Splenic abscesses presenting as fever of unknown origin is well known. Most of the cases of TB spleen present as fever, vague ache in left hypochondrium or weight loss. Although the frequency of splenic tuberculosis is more common in immunosuppressed patients but splenic abscess due to tuberculosis has been described in immune competent patients as well1. Due to the advent of AIDS epidemic prevalence of tuberculosis has increased globally and more cases are now getting reported. Another scenario leading to increased frequency of this previously rare entity is the widespread use of immunosuppressed therapies for chronic disorders like Rheumatoid arthritis, Crohn's disease Psoriasis etc. The index cases were neither HIV positive nor where on any immunosuppressant medication but developed splenic lesions, reflecting some other hitherto unknown predisposing factor for such lesions. The splenic abscess does occur in the setting of infective endocarditis as infective emboli get lodged in the spleen. Splenic abscess following endocarditis in an 80 year old male presenting with abdominal pain during the course of treatment was reported by Pereira et al2 and in another series3 of 3 patients with bacterial endocarditis, splenic abscess was diagnosed based on CT abdomen with evidence of endocarditis on Echocardiography. In the same series two of the patients underwent splenectomy before valve repair while as splenectomy was performed after the valve repair in the other patient .The echocardiogram in index cases, however, were normal without any evidence of endocarditis. After the diagnosis and initiation of ATT, the index cases became afebrile and splenectomy was thus averted . While one of the cases had well controlled diabetes mellitus but the other patient was euglycemic and had no other known risk factor for splenic tuberculosis as is described in the literature. What lead to splenic tuberculosis in the second case remained unidentified? .There is a well known linkage between diabetes mellitus and TB and as per WHO a bidirectional screening has been recommended. Sri Lankan data4 on 112 patients with TB found that 8 patients with TB already were already known cases of diabetes mellitus and in their study further screening unravelled TB in another 17 patients. It is thought that metabolic adaptation is critical during the pathogenesis of mycobacterium tuberculosis5,6..
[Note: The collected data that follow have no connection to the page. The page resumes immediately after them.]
PR #309, opened 2019-06-03
Add PHP types to console commands were possible

mfn:
Only touch non-inherited methods for now


src/Rebing/GraphQL/Console/PublishCommand.php
```diff
@@ -49,12 +49,7 @@ public function __construct(Filesystem $files)
         ];
     }
 
-    /**
-     * Execute the console command.
-     *
-     * @return mixed
-     */
```
mfn: removed phpdoc as it didn't add anything useful

PR #319, opened 2019-06-11
Fix args in sub queries

crissi:
passes the test, but this might not work on sub-sub queries


crissi:
I will try to come up with a more complete solution

PR #331, opened 2019-06-16
[BREAKING CHANGE] Add PHP types / phpdoc

mfn:
This PR does its best to adds all the missing types in the library.

This is a breaking change because anyone using this library will have to adapt methods of classes they derived.

This change is done to:
- improve quality of the code
- improve static analysis capabilities
- increase self-documentation of code and make contribution to and use of this library easier

Where technically possible I used native types, otherwise I added them to the phpdoc.

There's only one change which is not a "type change": in `Field::getAttributes` the `isset()` was removed => reason was that after adding the type, phpstan complained the isset is unnecessary (truly so)

### DIFF
--- a/Readme.md
+++ b/Readme.md
@@ -166,7 +166,7 @@ class UserType extends GraphQLType
         'model'         => User::class,
     ];
 
-    public function fields()
+    public function fields(): array
     {
         return [
             'id' => [
--- a/src/Rebing/GraphQL/GraphQL.php
+++ b/src/Rebing/GraphQL/GraphQL.php
@@ -254,7 +254,11 @@ class GraphQL
         $this->mergeSchemas($name, $schema);
     }
 
-    public function mergeSchemas($name, $schema)
+    /**
+     * @param  string  $name
+     * @param  Schema|array  $schema
+     */
+    public function mergeSchemas(string $name, $schema): void
     {
         if (isset($this->schemas[$name]) && $this->schemas[$name]) {
             $this->schemas[$name] = array_merge_recursive($this->schemas[$name], $schema);
--- a/src/Rebing/GraphQL/GraphQL.php
+++ b/src/Rebing/GraphQL/GraphQL.php
@@ -206,7 +206,12 @@ class GraphQL
         return $objectType;
     }
 
-    protected function buildObjectTypeFromClass($type, $opts = [])
+    /**
+     * @param  ObjectType|string  $type
+     * @param  array  $opts
+     * @return ObjectType
+     */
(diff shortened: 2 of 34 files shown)


src/Rebing/GraphQL/Support/Field.php
```diff
@@ -210,10 +217,7 @@ public function getAttributes()
             'args' => $this->args(),
         ], $attributes);
 
-        $type = $this->type();
-        if (isset($type)) {
-            $attributes['type'] = $type;
-        }
+        $attributes['type'] = $this->type();
```
mfn: This is the code change mentioned in the PR description; a side effect of adding the type and phpstan error reporting.

Readme.md
```diff
@@ -387,20 +387,20 @@ class UpdateUserEmailMutation extends Mutation
...
+    public function args(): array
     {
         return [
             'id' => ['name' => 'id', 'type' => Type::string()],
             'email' => ['name' => 'email', 'type' => Type::string()]
         ];
     }
 
-    public function rules(array $args = [])
+    protected function rules(array $args = []): array
```
mfn: Not a change, only a correction

tests/Database/MutationValidationUniqueWithCustomRulesTests/MutationWithCustomRuleWithRuleObject.php
```diff
@@ -13,12 +13,12 @@ class MutationWithCustomRuleWithRuleObject extends Mutation
...
     ];
 
-    public function type()
+    public function type(): Type
     {
         return Type::nonNull(Type::string());
     }
 
-    public function rules(array $args = [])
+    protected function rules(array $args = []): array
```
mfn: There are a few visibility changes on `rules` but they're actually a correction because the parent has been `protected` all the time

src/Rebing/GraphQL/GraphQL.php
```diff
@@ -118,14 +138,14 @@ public function queryAndReturnResult($query, $params = [], $opts = [])
...
-    public function addTypes($types)
+    public function addTypes(array $types): void
     {
         foreach ($types as $name => $type) {
             $this->addType($type, is_numeric($name) ? null : $name);
         }
     }
 
-    public function addType($class, $name = null)
+    public function addType(string $class, string $name = null): void
```
mfn: This is actually a unintended break 💥 

The code within says:
```php
        if (! $name) {
            $type = is_object($class) ? $class : app($class);
            $name = $type->name;
        }
```

So objects are supported for `$class` too.

We've no test for this but my experiments with phpstan caught this => will follow-up with a fix soon

PR #332, opened 2019-06-17
Handle x-csrf-token changes via response headers

kylekatarnls:
This allows to tests queries in Graphiql even if VerifyCsrfToken is enabled with tokens passed via headers.

PR #335, opened 2019-06-18
[GRAPHIQL] Update to 0.13.0

mfn:
This upgrades from 0.10.1 to [0.13.0](https://github.com/graphql/graphiql/releases/tag/v0.13.0)

There's a 0.13.1 release but those release files were not published on the CDN (yet?).

Upgrading is a manual process currently. I've kept the existing modifications:
- configurable fetch path
- CSRF integration (including the [recent PR with the additional header](https://github.com/rebing/graphql-laravel/pull/332))

I've also tried to **not** change the formatting of the HTML part as to make future updates easier to reason.

I've tested this by copypasting the template into an existing project and it worked 👍 

Here's the paste from the README.md:

----
# GraphiQL integration

See https://github.com/graphql/graphiql for the home of GraphiQL

The file `graphiql.php` is an integration of the example provided by GraphiQL. It's a slightly modified version from the official repository so it can be integrated.

The modifications are documented here in detail as to replicate them on future updates:

- copy example from packages/graphiql/example/index.html
- adjust CDN URLs from https://cdnjs.com/libraries/graphiql
- graphQLFetcher: replace the hardcoded path with the library configured path:
  `return fetch('/graphql', {` => `return fetch('<?php echo $graphqlPath; ?>', {`
- csrf integration
  - right before `function graphQLFetcher` add: `var xcsrfToken = null;`
  - in the actual `fetch` call, add this header: `'x-csrf-token': xcsrfToken || '<?php echo csrf_token(); ?>'`
  - in the first `then` after the `fetch` call: `xcsrfToken = response.headers.get('x-csrf-token');`

----

### DIFF
--- a/CHANGELOG.md
+++ b/CHANGELOG.md
@@ -20,6 +20,8 @@ Next release
   - Test suite has been refactored and now features Database (SQLite) tests too
 
 ### Changed
+- Updated GraphiQL to 0.13.0 (\#335)[https://github.com/rebing/graphql-laravel/pull/335]
+  - If you're using CSP, be sure to allow `cdn.jsdelivr.net` and `cdnjs.cloudflare.com`
 - `ValidatorError`: remove setter and make it a constructor arg, add getter and rely on contracts
 - Replace global helper `is_lumen` with static class call `\Rebing\GraphQL\Helpers::isLumen`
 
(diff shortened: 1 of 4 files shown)


mfn:
@kylekatarnls since you recently contributed to the GraphiQL stuff, do you mind giving this a spin?

PR #336, opened 2019-06-18
Fix typo: xCsrfToken

kylekatarnls:


mfn:
Thanks, but it's not necessary => I'll upgrade to GraphiQL 0.13.0 and in so already fixed the type => https://github.com/rebing/graphql-laravel/pull/335

Issue #215, opened 2019-02-23
Primary key type array


yasergh:
i have models define the primary key id array like this 
**protected $primaryKey = array('id_product', 'id_lang');**
so when make relation ship between to model in graphql display error message 
**Array to string conversion** 
so to sole this issue i change class **SelectFields** in line 72 with this code 
```
        if( ! is_null($primaryKey))
        {
            if(is_array($primaryKey)){
                foreach ($primaryKey as $key){
                    $select[] = $parentTable ? ($parentTable . '.' . $key) : $key;
                }
            }else{
                $primaryKey = $parentTable ? ($parentTable . '.' . $primaryKey) : $primaryKey;
                if( ! in_array($primaryKey, $select))
                {
                    $select[] = $primaryKey;
                }
            }
        }
```
to solve issue can you add this code to an original  file

Best regards

rebing:
#216

PR #341, opened 2019-06-18
[SELECTFIELDS] Remove support for composite primary keys

mfn:
## Summary
phpstan reported this:
Call to function is_array() with string will always evaluate to false

After adding types to `getPrimaryKeyFromParentType()`, it's not possible
to return an array here.

All the information I could find on such composite keys is that Laravel
does not support them (e.g. https://github.com/laravel/framework/issues/5355 ).

I also read a bit through the 5.8 sources and everywhere where
`getKeyName()` is called within Laravel you can see that it's expected
to be a string and doesn't seem like it would truly work with an array.

### More information
This feature was added via https://github.com/rebing/graphql-laravel/pull/216 to resolve https://github.com/rebing/graphql-laravel/issues/215 .

But it doens't go into much detail how this is really achieved and we've no tests for this.

@yasergh can you shed some light on your use cases? How to you make your Laravel version work with composite keys when it doesn't seem to be officially supported? Are you using a library like https://github.com/coenjacobs/eloquent-composite-primary-keys ?

### DIFF
--- a/phpstan.neon.dist
+++ b/phpstan.neon.dist
@@ -27,7 +27,6 @@ parameters:
         - '/Parameter #1 \$haystack of function mb_stripos expects string, \(array\)\|string given/'
         - '/Strict comparison using === between null and array will always evaluate to false/'
         - '/Cannot access offset . on array\|Closure/'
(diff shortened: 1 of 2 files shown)


mfn:
I intend to forward with the removal for v2 soon-ish

mfn:
I'll go forward now and merge this.

Note that I'm happy to re-introduce this with a working examples so that tests can be written for this.

PR #343, opened 2019-06-19
Improve phpstan config

szepeviktor:


phpstan.neon
```diff
@@ -1,12 +1,10 @@
...
   paths:
-  - src
-  - tests
+    - %rootDir%/../../../src/
+    - %rootDir%/../../../tests/
   excludes_analyse:
-  - %rootDir%/../../../src/example/*
-  - %rootDir%/../../../src/resources/views/*
-  - %rootDir%/../../../tests/Support/database/*
+    - %rootDir%/../../../tests/Support/database/
```
mfn: I believe I should switch to `%currentWorkingDir%`; `%rootDir%` doesn't work with Larastan without adjusting which seems odd. currentWorkingDir seems more "stable" as the analyser is always meant to be run from the projects root anyway

szepeviktor: Okay!

mfn:
Added the variable change and force-pushed to be in sync with updated master

mfn:
Thanks @szepeviktor !

szepeviktor:
You're welcome.

PR #347, opened 2019-06-19
Replace Phpstan with Larastan, 2nd attempt

mfn:
Previous one https://github.com/rebing/graphql-laravel/pull/345

I figured the solution with the Laravel version constraint is easy: from all the matrix we only run the static analyser on the latest stable versions, so we simply uninstall Larastan everywhere else. 🎉


szepeviktor:
Here are my 2 _cents_

1. require phpstan/phpstan-shim to avoid dependency conflicts
1. install Larastan and PHPStan only in Travis config

szepeviktor:
still grouping and commenting ignores may help a lot in the future

mfn:
> require phpstan/phpstan-shim to avoid dependency conflicts

But the conflicts are with larastan itself.

> install Larastan and PHPStan only in Travis config

I get your point but I decided against it, because the intention is that developers have the tools right out of the box.

The solution is fine because only one of the builds is run via the analyzer

PR #352, opened 2019-06-20
Remove {graphql_schema?} from graphqil.prefix and thus making it compatible with Lumen

mfn:
I installed this under Lumen 5.8 and `/graphql` endpoint itself worked but `/graphiql` didn't.

After some forth and back I figured it's this part in the `graphql.graphiql.prefix`. Once I removed it, graphiql worked; also with explicit schema names, e.g. `/graphiql/default`.

This seems to be fine (ignored?) in Laravel (also tried to remove it in a Laravel installation and it broken nothing).

Anyone using Lumen can test/verify this?

### DIFF
--- a/config/config.php
+++ b/config/config.php
@@ -167,7 +167,7 @@ return [
      * Config for GraphiQL (see (https://github.com/graphql/graphiql).
      */
     'graphiql' => [
-        'prefix'     => '/graphiql/{graphql_schema?}',
+        'prefix'     => '/graphiql',
         'controller' => \Rebing\GraphQL\GraphQLController::class.'@graphiql',
         'middleware' => [],
         'view'       => 'graphql::graphiql',


hoatructhanhlam:
I'm having this error with lumen 5.8 
```
Array to string conversion in /Users/dudu/code/zeko_api/vendor/rebing/graphql-laravel/src/Rebing/GraphQL/GraphQLController.php:20
```
This is result of log `$request->request->all()`
```
array (
  'operationName' => NULL,
  'variables' => 
  array (
    'longitude' => 105.8239852,
    'latitude' => 20.9847755,
    'province' => 'Hà Nội',
    'type' => 0,
    'page' => 1,
  ),
  'query' => 'query ($longitude: Float, $latitude: Float, $province: String, $type: Int, $page: Int) {
  restaurants(longitude: $longitude, latitude: $latitude, province: $province, type: $type, page: $page) {
    data {
      id
      name
      avatar {
        thumb
        origin
        __typename
      }
      address
      opening_times {
        start
        end
        __typename
      }
      location {
        coordinates
        __typename
      }
      province
      district
      price_range {
        min
        max
        __typename
      }
      distance
      __typename
    }
    current_page
    __typename
  }
}
',
)  
```

As we see, request is nested array, so `implode` function cannot working

mfn:
@hoatructhanhlam this seems unrelated to this PR:
- please check if your issue is present => https://github.com/rebing/graphql-laravel/labels/Lumen
- if not, please file a new issue using the template
  (if you do so, please also add the full HTTP request URL you used)

mfn:
@hoatructhanhlam but it would be interesting to know if GraphiQL works for you for Lumen with/without this change

hoatructhanhlam:
> @hoatructhanhlam but it would be interesting to know if GraphiQL works for you for Lumen with/without this change

Oh, graphiql worked well with this change for lumen.
It is true that my problem is not related to this pull request. I will create a other pull request to resolve this problem

mfn:
@hoatructhanhlam 

> Oh, graphiql worked well with this change for lumen.

Thank you.

To be very explicit: without this change, GraphiQL **did not** work for you, is this right ;-)

Just to be double-sure it's not my testing environment 😄

mfn:
I'm not so sure anymore this was a good idea to remove it.

I believe the underlying problem was with https://github.com/rebing/graphql-laravel/pull/358 and that this should be revisited.

As of right now, custom schemas are not passed through but should :|

PR #353, opened 2019-06-21
Use sql expression in alias

crissi:
missing some docs, will add if the feature get accepted


mfn:
Have you tried directly using `DB::raw()` inside the alias?

See:
- https://github.com/rebing/graphql-laravel/issues/280#issuecomment-496156750
- https://github.com/rebing/graphql-laravel/issues/272

crissi:
yes

crissi:
> Have you tried directly using `DB::raw()` inside the alias?
> 
> See:
> 
> * [#280 (comment)](https://github.com/rebing/graphql-laravel/issues/280#issuecomment-496156750)
> * #272

yes

src/Support/SelectFields.php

In time management of tubercular abscess is very crucial as without treatment patients can have complicated clinical course.Splenic abscess can rarely rupture or lead to fistulous communication with adjacent organs. A gastrosplenic fistula has been reported by Lee et al7 in a 61-year-old male presenting with abdominal discomfort and cough. The authors demonstrated a fistulous tract between the spleen and the stomach on endoscopic examination. The fistulous track healed in their case after completion of anti-tubercular treatment. It is quite possible that delay in diagnosis may be a factor that leads to such complications. The index cases, however, had favourable outcome without any complications and successfully completed anti-tubercular treatment.

The other side of the coin is that complications are even known during the antitubercular treatment as a result of reaction to antitubercular treatment. Spontaneous rupture during treatment leading to splenectomy was reported by et Yea et al8 .Splenic tubercular abscess are known to be associated with miliary tuberculosis or with haematological diseases where leucopenia and thrombocytopenia are profound9.The index cases had normal platelet count and leucocytic count highlighting that there was neither bone marrow suppression nor hypersplenism. The patients with ITP on treatment are also prone to develop Tuberculosis of spleen and conversely, patients with TB spleen can per se develop thrombocytopenia.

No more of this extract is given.